PR #122, opened 2020-11-12
Update README.md

dalrrard:
Added a small bit of troubleshooting for the docker service if it fails to come up. This occurred while using the home directory symlink in a Fedora 32 VM.


dalrrard:
This looks to be a more general problem that just using Fedora. The option you need to change is different depending on which version you run and if you're running in Fedora or Debian though. Probably not good to have on the main install page.

Issue #134, opened 2021-10-22
Qubes 4.1rc1 error - "Fatal trap"


ArtificialAmateur:
Building from source from the current master HEAD gives the following error when deployed and ran:
```
[2021-10-22 14:14:41] Solo5: Xen console: port 0x2, ring @0x00000000FEFFF000
[2021-10-22 14:14:41]             |      ___|
[2021-10-22 14:14:41]   __|  _ \  |  _ \ __ \
[2021-10-22 14:14:41] \__ \ (   | | (   |  ) |
[2021-10-22 14:14:41] ____/\___/ _|\___/____/
[2021-10-22 14:14:41] Solo5: Bindings version v0.6.7
[2021-10-22 14:14:41] Solo5: Memory map: 64 MB addressable:
[2021-10-22 14:14:41] Solo5:   reserved @ (0x0 - 0xfffff)
[2021-10-22 14:14:41] Solo5:       text @ (0x100000 - 0x2effff)
[2021-10-22 14:14:41] Solo5:     rodata @ (0x2f0000 - 0x353fff)
[2021-10-22 14:14:41] Solo5:       data @ (0x354000 - 0x4e7fff)
[2021-10-22 14:14:41] Solo5:       heap >= 0x4e8000 < stack < 0x4000000
[2021-10-22 14:14:41] 2021-10-22 18:14:41 -00:00: INF [qubes.rexec] waiting for client...
[2021-10-22 14:14:41] 2021-10-22 18:14:41 -00:00: INF [qubes.gui] waiting for client...
[2021-10-22 14:14:41] 2021-10-22 18:14:41 -00:00: INF [qubes.db] connecting to server...
[2021-10-22 14:14:41] 2021-10-22 18:14:41 -00:00: INF [qubes.db] connected
[2021-10-22 14:14:41] 2021-10-22 18:14:41 -00:00: INF [qubes.rexec] client connected, other end wants to use protocol version 3, continuing with version 2
[2021-10-22 14:14:41] Solo5: trap: type=#MF ec=0x0 rip=0x28bded rsp=0x3ffd600 rflags=0x10297
[2021-10-22 14:14:41] Solo5: ABORT: cpu_x86_64.c:181: Fatal trap
```

Reopening issue #128.

palainp:
Can you try to run in your compilation VM `objdump -D qubes_firewall.xen` and then go down to` 28bded`?
[...]

PR #141, opened 2022-08-13
Drop PV references from README.md

palainp:
I think it might be useful to remove the PV references in the README.md because since mirage 3.9 it only compiles for PVH VMs (#116), and versions prior to v0.8.0 of ocaml-solo5 cannot run under Qubes 4.1 (#134).

As Qubes 4.0 is now EOL, any user must use qubes-mirage-firewall with mirage 4.0 and a PVH VM.


hannesm:
thanks. this looks good :)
★ ★ ★ ★
Going from the line that contains "Reopening issue #128." to the last line of the records, reproduce every line as written.

- _ANSWER SECTION_
Reopening issue #128.

palainp:
Can you try to run in your compilation VM `objdump -D qubes_firewall.xen` and then go down to` 28bded`?
[...]

PR #141, opened 2022-08-13
Drop PV references from README.md

palainp:
I think it might be useful to remove the PV references in the README.md because since mirage 3.9 it only compiles for PVH VMs (#116), and versions prior to v0.8.0 of ocaml-solo5 cannot run under Qubes 4.1 (#134).

As Qubes 4.0 is now EOL, any user must use qubes-mirage-firewall with mirage 4.0 and a PVH VM.


hannesm:
thanks. this looks good :)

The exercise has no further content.